L’inscription de la Haute Ville sur la liste du patrimoine mondial de l’Unesco doit encore passer par de longues procédures et nécessite la prise de mesures drastiques de conservation.
Un parcours de combattant. La Haute Ville d’Antananarivo a encore du chemin à faire avant de figurer sur la liste du patrimoine mondial de l’Unesco. Malgré certains aspects qui pourraient conférer au site la valeur universelle exceptionnelle, principal critère d’inscription, de nombreux points constituent des risques pouvant hypothéquer ses chances. François Cristofoli, architecte et urbaniste, expert chargé de coordonner la candidature de la Haute Ville, a évoqué au cours d’une journée de débats organisée à l’Institut français de Madagascar (IFM) le 2 juin aussi bien les potentialités du site, que les menaces qui pèsent sur la candidature.
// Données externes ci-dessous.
PR #479, opened 2025-08-31
feat: allow specialisations to set their own sort keys

r-vdp:
This fixes https://github.com/DeterminateSystems/bootspec/issues/147 by bumping the bootspec to the latest version.
Upstream PR: https://github.com/DeterminateSystems/bootspec/pull/207

This means that we now capture the full recursive JSON schema for specialisations, including extensions, while the previous type threw this information away.

This is essential for features like boot counting so that users can set separate sort keys for specialisations, to avoid the boot loader falling back to specialisations when a new generation fails to boot.
Often specialisations are special cases that we don't want to boot automatically, so they can now be sorted below all normal generations so that if a generation fails to boot, the boot loader will fall back onto the previous generation.

CC: @blitz @raitobezarius

### DIFF
--- a/nix/tests/lanzaboote/common/image-helper.nix
+++ b/nix/tests/lanzaboote/common/image-helper.nix
@@ -22,6 +22,6 @@
   os.environ['NIX_DISK_IMAGE'] = tmp_disk_image.name
 
   # Enroll keys via systemd-boot by rebooting
-  machine.start(allow_reboot=True)
-  machine.connected = False
+  ${machine.networking.hostName}.start(allow_reboot=True)
+  ${machine.networking.hostName}.connected = False
 ''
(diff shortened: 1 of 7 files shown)


blitz:
Thanks for all the effort here! I wouldn't vendor the bootspec library though unless there is a clear sign that upstream and us have some unresolvable issues. Let's give the upstream PR a bit of time!

r-vdp:
> Thanks for all the effort here! I wouldn't vendor the bootspec library though unless there is a clear sign that upstream and us have some unresolvable issues. Let's give the upstream PR a bit of time!

Yeah, @RaitoBezarius suggested on matrix to vendor this crate when I discussed the issue with specialisation sort keys with him. He mentioned that there is some other lanzaboote-related work already in the pipeline that would also likely require either vendoring this crate or switching upstreams.

I don't know the details though, so I just followed his suggestion.

r-vdp:
@blitz @RaitoBezarius the upstream bootspec PR was merged and a new release is out, so I updated this PR and I think it's good to go now!

nikstur (approved):
Looks good!

PR #482, opened 2025-09-24
flake: use fenix instead of rust-overlay

### LINKED ISSUE #371: Avoid importing nixpkgs
This article contains the details on why this is bad: <https://zimbatm.com/notes/1000-instances-of-nixpkgs>

I personally ran into an issue while trying to use [numtide/nixpkgs-unfree](https://github.com/numtide/nixpkgs-unfree), which does not allow importing.

andre4ik3:
Closes #371

### DIFF
--- a/CHANGELOG.md
+++ b/CHANGELOG.md
@@ -2,6 +2,11 @@
 
 ## 0.5.0 (unreleased)
 
+## Changed
+
+- Exchanged rust-overlay for fenix. When you override your inputs, you now have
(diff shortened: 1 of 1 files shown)


blitz:
This is really nice! Thank you. Will merge after #494.

nikstur:
~~I'm not sure I get the point of this. We already have only one pkgs invocation. If we use legacPackages we also only have one invocation. What do we gain here?~~

Edit: Ah this is to work around crippled dependency injection in flakes.

PR #494, opened 2025-11-15
treewide: use systemd-repart to build images

nikstur:
This let's me run the entire test-suite via `nix flake check` in 1m 55s
on my laptop. I ran the whole suite by changing a systemd-boot setting
(which re-builds all images).

Now the test suite can be consistently run in its entirety without
indefinitely hanging like it did before. This happened both locally as
well as in CI for us.

Also format with nixfmt-rfc-style to be up-to-date with current standards.

Review only c06adacbd6e61d12546a090044ea207a16df5750 as that is the commit that contains the non-formatting changes.


blitz:
Amazing!!! I'll get to this the coming week!

nikstur:
Made it even faster by building compressed erofs images for the Nix Store and mounting `/` on a tmpfs`. Now down to 1m 55s.

nikstur:
> How hard would it be to upstream this?

Not super hard but it doesn't satisfy all use-cases of make-disk-image. It works well with lzbt because lzbt has been designed to work with plain directories. All the other bootloader installers do not (and thus need a VM to build images). It's not a global solution

However, it's on the list ;)

PR #522, opened 2025-12-15
Fix call to lanzaboote from lon

viperML:
We missed this in #504


nikstur:
Please remove the line that passes `system`. You're passing an already instantiated pkgs which already has a system associated.

On a separate note: it should be hostPlatform, not targetPlatform. targetPlatform is basically only used when you work on compilers.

La dégradation des bâtis est l’un des principaux dangers qui pèse sur la Haute ville. Comme les bâtiments patrimoniaux majeurs et les immeubles à architecture traditionnelle qui s’y trouvent font partie des attributs de la valeur universelle exceptionnelle du site, leur détérioration pourrait lui enlever un critère essentiel à son inscription.
Il faut ajouter à cela le développement des constructions de structures modernes, ainsi que l’implantation d’antennes et d’autres infrastructures au sein de l’espace à inscrire. La création d’un stade de football sur une partie du jardin d’Andohalo, ou encore l’érection d’une statue de la Vierge dans la cour de la Cathédrale non loin de là pourraient ainsi constituer plus des handicaps que des atouts, estime François Cristofoli.
La délivrance des permis de construire sur la Haute Ville a, par ailleurs, déjà été gelée depuis deux ans, ainsi que l’a rappelé Francis Razafiarison, directeur général de la culture auprès du ministère de la Communication et de la culture. Mais le contrôle de la mise en œuvre de cette décision laisse à désirer. « Ce qui sera toujours le cas, tant qu’il existe cette rivalité malsaine entre la Commune urbaine d’Antananarivo et l’État central », s’indigne Nasolo Valiavo Andriamihaja, dit Vanf, membre fondateur de l’association Andohalo.
D’autres dangers physiques guettent la Haute Ville, et nécessitent, selon l’expert mandaté par la Région île de France des mesures destinées à assurer la stabilisation de la colline. Il a, entre autres, évoqué la fragilité du sol, les glissements de terrain, les éboulements et autres écroulements de rocher.
Tourisme culturel
Mais si les glissements de terrain ont été étudiés en vue de trouver des solutions à intégrer dans le plan de gestion, « les écroulements de rochers n’ont pas été pris en compte par les experts en hydrogéologie lors de leurs premières descentes », ajoute François Cristofoli. Une troisième descente devrait ainsi être réalisée pour étudier ce phénomène, en vue de proposer des solutions.
Sur le plan socio-culturel, l’architecte urbaniste italien en charge du dossier soulève également la nécessité de maintenir les pratiques traditionnelles vivantes, ainsi que les rites et les croyances existants sur le site. Il a donné l’exemple de la fabrique traditionnelle de cornets à glace, qui est pourtant menacé par la fragilité économique guettant les artisans. « Cela peut conduire au développement du tourisme culturel sur le site », explique-t-il.
Malgré les menaces et les dangers, François Cristofoli se veut optimiste quant à l’inscription de la Haute Ville. Cette dernière, rappelle-t-il, constitue « un site unique en Afrique subsaharienne », présente « une architecture singulière », est à la fois « un paysage urbain historique » et « et un ensemble urbain cohérent et de grande qualité ». Le site répond par ailleurs à la volonté d’équilibrer la liste du patrimoine mondial, poursuit-il, dans la mesure où l’Afrique subsaharienne compte très peu de sites répertoriés par rapport aux autres régions du monde, notamment l’Europe.
La Haute Ville fait partie des biens soumis par Madagascar à l’inscription sur la liste du patrimoine mondial de l’Unesco depuis 2016. La procédure nécessitant une durée moyenne de cinq à sept ans, l’inscription devrait encore attendre quelques années, d’autant que le dossier nécessite encore un certain nombre de clarifications, ainsi que l’a souligné François Cristofoli. Le bien à inscrire s’étend sur une superficie de 80 à 90 ha, mais l’impact des actions de conservation porte sur une zone tampon allant jusqu’à 200 à 250 ha.